**Entries shown**
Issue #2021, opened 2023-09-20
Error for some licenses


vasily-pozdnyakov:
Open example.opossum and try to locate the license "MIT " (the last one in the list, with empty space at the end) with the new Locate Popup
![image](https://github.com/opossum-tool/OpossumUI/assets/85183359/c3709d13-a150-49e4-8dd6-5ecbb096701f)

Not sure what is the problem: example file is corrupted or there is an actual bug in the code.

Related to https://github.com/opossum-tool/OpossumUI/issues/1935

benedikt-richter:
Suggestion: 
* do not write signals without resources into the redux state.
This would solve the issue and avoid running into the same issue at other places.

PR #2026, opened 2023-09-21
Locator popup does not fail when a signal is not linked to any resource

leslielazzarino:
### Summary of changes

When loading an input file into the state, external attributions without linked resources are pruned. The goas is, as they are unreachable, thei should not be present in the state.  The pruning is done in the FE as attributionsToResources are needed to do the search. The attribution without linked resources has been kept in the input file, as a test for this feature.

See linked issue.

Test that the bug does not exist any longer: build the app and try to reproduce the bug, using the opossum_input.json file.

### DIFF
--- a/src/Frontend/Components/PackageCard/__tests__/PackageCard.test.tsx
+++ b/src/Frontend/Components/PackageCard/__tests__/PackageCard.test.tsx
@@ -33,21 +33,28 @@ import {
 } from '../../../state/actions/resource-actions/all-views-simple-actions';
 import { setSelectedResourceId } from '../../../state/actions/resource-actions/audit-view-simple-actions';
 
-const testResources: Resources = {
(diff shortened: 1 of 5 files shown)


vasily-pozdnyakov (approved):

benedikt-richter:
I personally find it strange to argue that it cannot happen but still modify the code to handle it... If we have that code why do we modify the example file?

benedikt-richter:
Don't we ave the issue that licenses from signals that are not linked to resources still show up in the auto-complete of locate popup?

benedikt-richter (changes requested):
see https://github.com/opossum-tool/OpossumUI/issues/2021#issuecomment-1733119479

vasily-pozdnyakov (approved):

**How to complete this task**
Could you retype all of the entries, leaving every character unchanged?

**Solved problem**
Issue #2021, opened 2023-09-20
Error for some licenses


vasily-pozdnyakov:
Open example.opossum and try to locate the license "MIT " (the last one in the list, with empty space at the end) with the new Locate Popup
![image](https://github.com/opossum-tool/OpossumUI/assets/85183359/c3709d13-a150-49e4-8dd6-5ecbb096701f)

Not sure what is the problem: example file is corrupted or there is an actual bug in the code.

Related to https://github.com/opossum-tool/OpossumUI/issues/1935

benedikt-richter:
Suggestion: 
* do not write signals without resources into the redux state.
This would solve the issue and avoid running into the same issue at other places.

PR #2026, opened 2023-09-21
Locator popup does not fail when a signal is not linked to any resource

leslielazzarino:
### Summary of changes

When loading an input file into the state, external attributions without linked resources are pruned. The goas is, as they are unreachable, thei should not be present in the state.  The pruning is done in the FE as attributionsToResources are needed to do the search. The attribution without linked resources has been kept in the input file, as a test for this feature.

See linked issue.

Test that the bug does not exist any longer: build the app and try to reproduce the bug, using the opossum_input.json file.

### DIFF
--- a/src/Frontend/Components/PackageCard/__tests__/PackageCard.test.tsx
+++ b/src/Frontend/Components/PackageCard/__tests__/PackageCard.test.tsx
@@ -33,21 +33,28 @@ import {
 } from '../../../state/actions/resource-actions/all-views-simple-actions';
 import { setSelectedResourceId } from '../../../state/actions/resource-actions/audit-view-simple-actions';
 
-const testResources: Resources = {
(diff shortened: 1 of 5 files shown)


vasily-pozdnyakov (approved):

benedikt-richter:
I personally find it strange to argue that it cannot happen but still modify the code to handle it... If we have that code why do we modify the example file?

benedikt-richter:
Don't we ave the issue that licenses from signals that are not linked to resources still show up in the auto-complete of locate popup?

benedikt-richter (changes requested):
see https://github.com/opossum-tool/OpossumUI/issues/2021#issuecomment-1733119479

vasily-pozdnyakov (approved):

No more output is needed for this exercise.